Konon ada dua orang kakak beradik bernama Buana dan Wisesa. Selam hidupnya antara keduanya selalu saling bertanya jawab masalah hidup dan mereka selalu berfikir mengenai nilai-nilai kehidupan. Buana bertempat tinggal di sebuah Kampung besar yang bernama Jembarngalah, sedangkan Wisesa bertempat tinggal di sebuah kampung kecil bernama Jamanngalah.
Pertanyaan pertama diajukan oleh Wisesa yang kemudian dijawab oleh Buana. Adapun pertanyaan itu berbunyi. Ketika hidup di dunia bagaimana asal muasalnya dan bagaimana kita lahir dari orang tua itu.
Kata Buana, kita berada di tujuh alam, dan melalui tujuh alam itu kita lahir ke dunia. Ketujuh alam itu adalah alam akhadiat, alam wahdat, alam wahidiat, alam arwah, alam ajam, alam missal, dan alam insane kamil.
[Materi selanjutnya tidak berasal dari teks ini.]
PR #2783, opened 2022-09-08
Fix discount for distinct dates when only certain products are allowed (Z#23107419)

wiffbi:
When a discount needs discounted products to be from different dates from an event series, the product-filter for this discount (`initial_candidates`) was not applied. This PR fixes this.

AFAICT tests in tests/base/test_pricing_discount.py currently do not test for the product filter at all. Is this somewhere else or something we should add?


raphaelm:
Yes please this absolutely should have tests! ;)

PR #2786, opened 2022-09-09
api: allow changing customer password

stapelberg:
To connect pretix to an external source-of-truth for customer accounts, setting the password at account creation time is a good first step (https://github.com/pretix/pretix/pull/2758).

In order to implement a password reset feature, we also need to change an existing customer’s password, which this PR implements.

### DIFF
--- a/doc/api/resources/customers.rst
+++ b/doc/api/resources/customers.rst
@@ -26,8 +26,9 @@ date_joined                           datetime                   Date and time o
 locale                                string                     Preferred language of the customer
 last_modified                         datetime                   Date and time of modification of the record
 notes                                 string                     Internal notes and comments (or ``null``)
-password                              string                     Can only be set during creation of a new customer, will
-                                                                 not be included in any responses.
+password                              string                     Can be set during creation of a new customer, or
+                                                                 changed when updating a customer. Will not be included
+                                                                 in any responses.
 ===================================== ========================== =======================================================
 
 .. versionadded:: 4.0
@@ -35,6 +36,10 @@ password                              string                     Can only be set
 .. versionchanged:: 4.3
 
    Passwords can now be set through the API during customer creation.
+
+.. versionchanged:: 4.13
+
+   Passwords can now be changed through the API.
 
 Endpoints
 ---------
--- a/src/pretix/api/serializers/organizer.py
+++ b/src/pretix/api/serializers/organizer.py
@@ -72,7 +72,19 @@ class CustomerSerializer(I18nAwareModelSerializer):
     class Meta:
         model = Customer
         fields = ('identifier', 'external_identifier', 'email', 'name', 'name_parts', 'is_active', 'is_verified', 'last_login', 'date_joined',
-                  'locale', 'last_modified', 'notes')
+                  'locale', 'last_modified', 'notes', 'password')
+        extra_kwargs = {
+            "password": {"write_only": True},
+        }
+
+    def update(self, instance, validated_data):
+        for attr, value in validated_data.items():
+            if attr == 'password':
+                instance.set_password(value)
+            else:
+                setattr(instance, attr, value)
+        instance.save()
+        return instance
 
 
 class CustomerCreateSerializer(CustomerSerializer):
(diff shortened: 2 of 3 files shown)


raphaelm:
I'm a little bit undecided on this one right now.

On one hand, it's a very easy patch and it's always good to make the API "more complete".

On the other hand, it feels like an invitation to use cases I would consider a bad practice. Setting the password through the API during customer creation has many valid use cases such as importing a legacy set of customer accounts when handling the distribution through a separate channel. Setting the password for existing accounts however seems to have just one use case, the one you are trying to build: Syncing with an external user database.

While I know you well enough that I believe you have a use case where the trade off is adequate, this is not a use case we want to promote in any way. First, transmitting plain-text passwords across multiple systems isn't really a best practice security-wise. Second, it includes quite some potential for confusion. If someone uses the password reset link of your central database, the password will also be updated in pretix. But if someone uses the password reset (or password change) feature *in pretix*, they will suddenly have two different passwords and there's no good way to sync them again (except with another password change on the other site).

I think there are only ways to handle all this that have a chance of being understood by the average user:

1. Explaining to the user that it's two different accounts, and just creating them at the same as a convenience. However, any password changes etc need to be done separately. This is what's currently possible.

2. Explaining to the user that it's just one account, but then also handling that consistently (there's only one password reset form, only one password change form, only one signup form). I don't think this should be implemented through syncing of plain-text passwords, but through a proper Single-Sign-On method. My PR #2718, which will likely get merged in just a few days, brings the basis for integrating such SSO methods to pretix and implements OpenID Connect as a first, well-standardized protocol.

@pc-coholic @wiffbi Do you have any opinions? I'm currently leaning towards "merging this, but adding some more warning flags, and no specific adjustments just for this use case (e.g. disabling password reset in pretix)".

pc-coholic:
> @pc-coholic @wiffbi Do you have any opinions? I'm currently leaning towards "merging this, but adding some more warning flags, and no specific adjustments just for this use case (e.g. disabling password reset in pretix)".

I agree with your assessment - but I can already see that the very next PRs regarding this feature will absolutely be the option to either disable password resets or to replace them with a custom redirect. So we would need to add that to our list of "hard nopes" and really, really stick to it and - more importantly - make sure that we cannot imagine ourselves a scenario where we might want the disabling of such functionality.

Alternatively we can also just say "nope, not opening this box of snakes" and ask OP to put that into a plugin. Would require a little bit more code, but that way we can at least discourage casual misuse of this feature.

stapelberg:
> While I know you well enough that I believe you have a use case where the trade off is adequate, this is not a use case we want to promote in any way. First, transmitting plain-text passwords across multiple systems isn't really a best practice security-wise.

Right — in our setup, we encrypt the password in the client’s browser for a public key that only the pretix server has, but I agree that it’s an icky situation overall.

Ideally, we could generate a password hash in the client’s browser that django accepts and send that to the server. But I think that will be a much more difficult feature request to get accepted across all parts of the stack :) 

> 2\. Explaining to the user that it's just one account, but then also handling that consistently (there's only one password reset form, only one password change form, only one signup form).

Yes, this is our current approach. We already block the signup form in nginx:
```
	location = /account/register {
		return 403;
	}
```
…and could easily do the same for the password reset form or any other potentially confusing handlers (including a custom redirect, so I wouldn’t worry too much about doing these at the pretix level).

> 2\. My PR [OpenID Connect support for customer accounts #2718](https://github.com/pretix/pretix/pull/2718), which will likely get merged in just a few days, brings the basis for integrating such SSO methods to pretix and implements OpenID Connect as a first, well-standardized protocol.

That’s fair! Maybe OpenID Connect really is the best long-term solution for this situation.

I’m not sure if/when I’ll have time to do an OpenID Connect integration, so perhaps we’ll just carry this patch locally for a while :)

wiffbi:
> @pc-coholic @wiffbi Do you have any opinions? I'm currently leaning towards "merging this, but adding some more warning flags, and no specific adjustments just for this use case (e.g. disabling password reset in pretix)".

I think so too. Especially with a hint to redirect `/account/register`, `/control/forgot`, etc. on another level outside pretix (e.g. nginx).

raphaelm:
I think we close it for now, it's easy enough for @stapelberg to carry on the patch as it has little potential for conflicts, it's easy enough for us to merge it if we want at any later point. And it would be hard to close the box again after we opened it...

PR #4979, opened 2025-04-02
Fix datepicker locale when using min/max

wiffbi:
When using min/max with datepicker, the minDate/maxDate is parsed with moment() and replaces the viewDate inside datepicker. We have three options to fix this bug:

1. Change bootstrap-datepicker dependency to apply `options.locale` when parsing a date.
2. Add our own parseInputDate to `options` when instantiating datepickers
3. Globally tell `moment()` to use `body[data-datetimelocale]`

I did not want to change a dependency if not needed (1.). Providing a custom `options.parseInputDate` seemed error-prone as we need to provide it everywhere where we instantiate a datepicker (2.). So I chose 3, which IMHO anyways feels like the right way to do to make sure all dates on the page are used with the correct locale.

### DIFF
--- a/src/pretix/static/pretixpresale/js/ui/cart.js
+++ b/src/pretix/static/pretixpresale/js/ui/cart.js
@@ -69,8 +69,6 @@ var cart = {
 $(function () {
     "use strict";
 
-    moment.locale($("body").attr("data-locale").substr(0, 2));
-
     if ($("#cart-deadline").length) {
         cart.init();
     }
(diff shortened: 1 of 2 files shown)


raphaelm (approved):
I agree that it is probably the best solution and it is also consistent with what we already do in pretix/static/pretixcontrol/js/ui/main.js, but we should remove the moment.locale call from pretix/static/pretixpresale/js/ui/cart.js then so they don't "compete".

PR #4986, opened 2025-04-03
Fix checkin-list-filter test randomly matching secret

wiffbi:
`test_checkins_list_filter` happened to randomly falsely match op.secret with its short attendee_name „a4“. This PR changes the test to use a longer attendee_name.

### DIFF
--- a/src/tests/control/test_checkins.py
+++ b/src/tests/control/test_checkins.py
@@ -221,7 +221,7 @@ def checkin_list_env():
         item=item_ticket,
         variation=None,
         price=Decimal("23"),
-        attendee_name_parts={'full_name': "a4"},  # a3 attendee is a4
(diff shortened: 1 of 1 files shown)


raphaelm (approved):
I mean … yes, but I would have changed the A1, A2 and A3 as well, because why wouldn't they trigger the same issues?

wiffbi:
We never match for A1, A2 or A3 in a query – a4 was the only query-param short enough. The others are a3dummy and a3company – both should be long enough. The attendee_names A1, A2 and A4 are onyl used in `test_checkins_attendee_name_from_addon_available` which does not match in a query, but only assert attendee_name combined with order-code and item.name. So there should not be any other accidental matches in the tests.

PR #4989, opened 2025-04-04
Allow changing ticket secret via API (Z#23188201)

luelista:


src/pretix/base/services/orders.py
```diff
@@ -1563,7 +1563,8 @@ class OrderChangeManager:
     FeeValueOperation = namedtuple('FeeValueOperation', ('fee', 'value', 'price_diff'))
     AddFeeOperation = namedtuple('AddFeeOperation', ('fee', 'price_diff'))
     CancelFeeOperation = namedtuple('CancelFeeOperation', ('fee', 'price_diff'))
-    RegenerateSecretOperation = namedtuple('RegenerateSecretOperation', ('position',))
+    RegenerateSecretOperation = namedtuple('RegenerateSecretOperation', ('position', 'force_secret'))
```
raphaelm, line 1566: I think force_secret is a leftover from a previous attempt? It doesn't seem to be set anywhere and also breaks a test

src/pretix/base/services/orders.py
```diff
@@ -2428,7 +2432,7 @@ def _perform_operations(self):
             elif isinstance(op, self.SplitOperation):
                 split_positions.append(op.position)
             elif isinstance(op, self.RegenerateSecretOperation):
-                op.position.web_secret = generate_secret()
+                op.position.web_secret = op.force_secret or generate_secret()
```
raphaelm, line 2435: same here

raphaelm (approved):

src/pretix/base/services/orders.py
luelista: oops, yes
```suggestion
    RegenerateSecretOperation = namedtuple('RegenerateSecretOperation', ('position',))
```

src/pretix/base/services/orders.py
luelista:
```suggestion
                op.position.web_secret = generate_secret()
```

Selanjutnya Buana mengajukan pertanyaan kepada Wisesa yang isinya, Apa yang akan ditempuh oleh orang yang akan meninggal dunia Wisesa menerangkan bahwa jalan yang akan ditempuh oleh orang yang akan mati melalui tujuh alam yang berlambangkan dalam tubuh kita sendiri yaitu lidah, telinga, hidung, mata, kulit, otak dan kemaluan. Kepada tujuh anggota badan itulah kita mengabdi selama hidup.
Karena kesenangan di akherat nanti sangat tergantung pada penggunaan ketujuh anggota badan itu, yaitu apakah diabdikan kepada kehidupan duniawi saja ataupun bagi kepentingan hidup di akherat nanti, maka Wisesa memberi nasehat agar kita jangan terlalu mementingkan kehidupan di dunia saja.
Pertanyaan selanjutnya yang diajukan oleh Wisesa setelah menajwab pertanyaan Buana, Apa yang dapat dibawa dari kehidupan di dunia untuk kepentingan hidup di akherat nanti Buana menerangkan bahwa ada lima hal pekerjaan di dunia, yaitu yang dilakukan oleh mata, hidung, telinga, mulut dan otak. Kelima pekerjaan itu seperti dilambangkan oleh Rukun Islam. Keterangan mengenai Rukun Islam oleh Buana dijelaskan dengan panjang lebar.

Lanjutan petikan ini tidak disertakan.